Any button assignment also must have a keyboard shortcut.
Which begs the question, should we be promoting users to have to look away from the screen instead of doing a normal shortcut? What difference really is there of F1 favouriting a topic vs a touch bar icon which has a save topic icon?
I don’t like the idea of a feature on a “pro” machine being really for people unfamiliar with application short cuts.
Physical keys are also easier to feel out and press accurately without looking at your keyboard vs pressing an icon on a strip.
I see your point, but the flaw in that logic is that Apple isn't looking to
replace keyboard shortcuts with the Touch Bar, they aim to
supplement them (among other things).
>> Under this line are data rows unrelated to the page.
Issue #5208, opened 2021-05-07
Fix for underscore vulnerability


skhilliard:
We are currently using the latest version (0.11.1) of the azure-sb library (https://www.npmjs.com/package/azure-sb).   There is now an underscore vulnerability (via the paths azure-sb > underscore, azure-sb > azure-common > underscore) that needs to be addressed (https://npmjs.com/advisories/1674).

Are there any plans to update this library to patch this?

Thanks,
Kelly

lirenhe:
cc @nickzhums

dw511214992:
@skhilliard please use the latest package. thanks

skhilliard:
@dw511214992 Thank you, I have.  I appreciate everyone's efforts in resolving this issue!

Issue #5207, opened 2021-04-30
azure-sb notificationHubservice.send method using TCP protocol which will causing function app SNAT exhaustion issue when request increase


yuu045-ran:
Hello experts,

**Issue description**

azure-sb notificationHubservice.send method using TCP protocol which will causing function app SNAT exhaustion issue when request count increase, based on network packet capture result, each .send seems to occupy one SNAT port when using function app, this will cause outbound connection issue.(https://devblogs.microsoft.com/premier-developer/reducing-snat-port-consumption-in-azure-app-services/)

**Analysis**

https://github.com/Azure/azure-sdk-for-node/blob/fa35b874c212ed71a56f8093ca8e1d959f661cfb/examples/ASM/notification-hubs.md

Starting to track the .send method from here:
https://github.com/Azure/azure-sdk-for-node/blob/fa35b874c212ed71a56f8093ca8e1d959f661cfb/lib/services/serviceBus/lib/notificationhubservice.js#L136

Eventually, the TCP connection of .send method seems to be by-design because request method is finally used, and I'm not sure if there is a way to force the HTTP client to be re-used or keep alive - 
https://github.com/Azure/azure-sdk-for-node/blob/fa35b874c212ed71a56f8093ca8e1d959f661cfb/lib/common/lib/services/serviceclient.js#L235

**Questions**

- Is the above sympton a known issue for notificationHubservice.send method ? Will we have an ETA on the fix?

- Do we have any known-workarounds to force the TCP connection reuses SNAT port(e.g. similiar to https://www.npmjs.com/package/keep-alive-agent) in code?
- If the issue needs time to be fixed and it's not possible to modify parameters in notificationHubservice.send method, do we have any known workarounds(e.g. using API then reuse API's HTTP client)?

Thank you in advance.

ramya-rao-a:
@mpodwysocki Can you help here?

mpodwysocki:
@yuu045-ran Yes, this is indeed an issue, and although in Node 0.12, connection pooling was added, we are not taking advantage of this.  To enable this, we would need to do the following to use the agent options to use the `http.Agent` class.

```js
request({
    method: method,
    uri: uri,
    agentOptions: {keepAlive:true, maxSockets:1},
    agentClass: http.Agent
})
```

yuu045-ran:
[...]

PR #5209, opened 2021-05-19
Updating Azure-SB with Agent-Options and Keep-Alive behavior

mpodwysocki:
As per issue #5207 we have an issue with SNAT exhaustion as the behavior of the request library we use does not set the keep alive nor the max number of sockets allowed.  This PR allows the two values of `keepAlive` and `maxSockets` to be set through the `ServiceBusServiceClient.prototype.setAgentOptions` method.

This is then used to override the behavior in `ServiceBusServiceClient.prototype._buildRequestOptions` to override the `callback` parameter to add the two properties to the `requestOptions` to modify the behavior of the request going to the `request` module.

### DIFF
--- a/lib/services/serviceBus/lib/servicebusserviceclient.js
+++ b/lib/services/serviceBus/lib/servicebusserviceclient.js
@@ -68,6 +68,8 @@ util.inherits(ServiceBusServiceClient, ServiceClient);
  * @param {object} options The agent options which sets the keepAlive and maxSockets properties.
  */
 ServiceBusServiceClient.prototype.setAgentOptions = function (options) {
+  options || (options = {});
+
   this.agentOptions.keepAlive = options.keepAlive == null ? true : options.keepAlive;
   this.agentOptions.maxSockets = options.maxSockets == null ? Infinity : options.maxSockets;
 };
--- a/lib/services/serviceBus/lib/servicebusserviceclient.js
+++ b/lib/services/serviceBus/lib/servicebusserviceclient.js
@@ -68,7 +68,8 @@ util.inherits(ServiceBusServiceClient, ServiceClient);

If you're 100% familiar with a certain keyboard shortcut, then sure, it's usually faster and more convenient to press that keyboard shortcut and to do it blindly, instead of having to look down onto the Touch Bar.
But do you know every single shortcut in every single app you're regularly using? This is a genuine question because I most certainly don't, and I consider myself fairly well-versed in my daily driver apps. There are plenty of features that are tucked away in the menubar or in submenus that I need to hunt down because I either don't know the shortcut from the top of my mind or because it doesn't have one (and I know you can set custom shortcuts, but this isn't a real solution for every niche feature that you use on occasion, and it will also increase the forest of keyboard shortcuts that you have to remember).
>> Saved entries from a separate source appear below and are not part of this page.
PR #5210, opened 2021-05-24
update underscore in azure-sb and azure-common

dw511214992:


dw511214992:
@ramya-rao-a please review it. thanks

lib/services/serviceBus/package.json
```diff
@@ -27,7 +27,7 @@
   "dependencies": {
     "azure-common": "^0.9.19",
     "mpns": "2.1.3",
-    "underscore": "^1.8.3",
```
lirenhe, line 30: Will you also increase the version of serviceBus?

dw511214992: no need, because there is an update which updated it.

lirenhe (approved):

jeremymeng (approved):
Looks good to me. Not sure why CI is failing at Copy to Blob step.

ramya-rao-a (approved):

dw511214992:
Hi @ramya-rao-a  cloud you please merge it? we don't have permission to merge it. thanks

dw511214992:
> Looks good to me. Not sure why CI is failing at Copy to Blob step.

looks like there is something wrong with the authentication of coping to blob

ramya-rao-a:
@dw511214992 Can you please look into the build failure? Am not sure of the consequences of merging the PR with that failure

dw511214992:
> @dw511214992 Can you please look into the build failure? Am not sure of the consequences of merging the PR with that failure

It should caused by the access key of the storage account is not valid. I'm asking who has the permission to access the  storage account.

dw511214992:
@ramya-rao-a it's fixed now. please merge the pr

Even worse, the average user might not even know of many of these hidden-away but useful features because he doesn't go explore the menubar into each little submenu in every new app he installs. Keyboard shortcuts help you with actions that you perform regularly, they don't help with the discoverability of new features. For example, I've only discovered a few months ago that iOS has a built-in, fully-fledged and actually really capable document scanner, simply because I didn't expect such feature to be hidden in a tiny submenu in the Notes app. And I've seen plenty of complaints about for example how obscure-to-figure-out some 3D Touch features are.
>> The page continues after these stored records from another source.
Issue #5212, opened 2021-11-02
Need ms-rest-azure to reference the new version of adal-node in their dependencies (0.2.2)


WilliamRADFunk:
I'm with the Azure Portal team.

We have a S360 code security bug in relation to a dependency (xmldom) that is being referenced by adal-node (prior to 0.2.x), which in turn is being referenced by ms-rest-azure (latest adal-node version reference is ^0.1.28). The bug wants the version of xmldom to be upgraded from 0.6.0 to 0.7.0, but the problem is that xmldom transitioned from xmldom to @xmldom/xmldom prior to versioning up from 0.6.0. Since adal-node referenced the old way "xmldom" (pre 0.2.x), it's not getting the "@xmldom/xmldom" version. They are now referencing it properly in 0.2.2.

Ultimately, we need the "adal-node": "^0.1.28"  to be changed to something like so "adal-node": "^0.2.2" in ms-rest-azure's package.json dependencies list.

qiaozha:
close this issue as PR merged. @WilliamRADFunk feel free to let me know if you still find issues. Thanks

PR #5213, opened 2021-11-03
resolve-ms-rest-azure-security-issue

qiaozha:
to resolve issue #5212

### DIFF
--- a/.azure-pipelines/client.yml
+++ b/.azure-pipelines/client.yml
@@ -8,7 +8,7 @@ jobs:
   - job: 'Build'
 
     pool:
-      vmImage: 'ubuntu-16.04'
+      vmImage: 'ubuntu-20.04'
 
     steps:
       - task: NodeTool@0
@@ -55,7 +55,7 @@ jobs:
       - 'Build'
 
     pool:
-      vmImage: 'ubuntu-16.04'
+      vmImage: 'ubuntu-20.04'
 
     steps:
       - task: NodeTool@0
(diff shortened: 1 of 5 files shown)


qiaozha:
@ramya-rao-a Could you help review this PR ?

ramya-rao-a (approved):
Changes look good to me

Did you test this with any of the packages to ensure none of the breaking changes in adal-node affect us?

qiaozha:
> Changes look good to me
> 
> Did you test this with any of the packages to ensure none of the breaking changes in adal-node affect us?

I run `npm test` in my local and everything looks good. Is it enough ?

ramya-rao-a:
> I run npm test in my local and everything looks good. Is it enough ?

Please test one of the azure-arm-* packages with the changes being made for ms-rest-azure here

qiaozha:
Just realize all the packages azure-arm-* are using "^2.5.5" in their package,json which means non of them will use this package if we release it. Otherwise we will need to bump and release a new package for all the azure-arm-* packages. @ramya-rao-a  What should we do ?

qiaozha:
By the way, I tested in for storage and it works fine with this new ms-rest-azure.

ramya-rao-a:
> Just realize all the packages azure-arm-* are using "^2.5.5" in their package,json which means non of them will use this package if we release it. Otherwise we will need to bump and release a new package for all the azure-arm-* packages. @ramya-rao-a What should we do ?

Another option is to create a hotfix for ms-rest-azure with version 2.6.1 where you update the adal-node dependency. Given that we have limited investment in the packages in this repo as they are deprecated, this would be a better option in terms of effort.

qiaozha:
Hi @ramya-rao-a , after discussion, in order not to break our customers and make sure this security issue could be resolve at customer side. we will release both 2.6.1 and 3.0.1 for this change, and 2.6.1 will be changed based on 2.6.0 and 3.0.1 will be changed based on 3.0.0.

ramya-rao-a:
That sounds good to me, thanks @qiaozha!

ramya-rao-a:
Can you share the link for the PR for 2.6.1?

qiaozha:
Actually, I already release it, just revert this https://github.com/Azure/azure-sdk-for-node/pull/5101 in my local and bump the adal-node version. I don't think we are going to merge this change in the code ?

ramya-rao-a:
>  don't think we are going to merge this change in the code ?

No, but ideally it would be preferred if a branch was maintained for v2 of ms-rest-azure. What if we had to do another hotfix on top of 2.6.1?

qiaozha:
Okay, I will send out the PR. for the change. Thanks

qiaozha:
@ramya-rao-a here's the PR #5216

The Touch Bar helps with all of those things, it brings forward features and options that in the context of what's on-screen make sense to perform so you don't have to go hunting for them through some tedious menus. If you're going to perform an action frequently, then sure, you can learn the keyboard shortcut for it, the Touch Bar isn't stopping you from doing that. But for all those times where you
don't know what button combination to press for a certain action, or even that a useful feature
exists at all, I'd argue that the shortcuts of the Touch Bar are far from useless.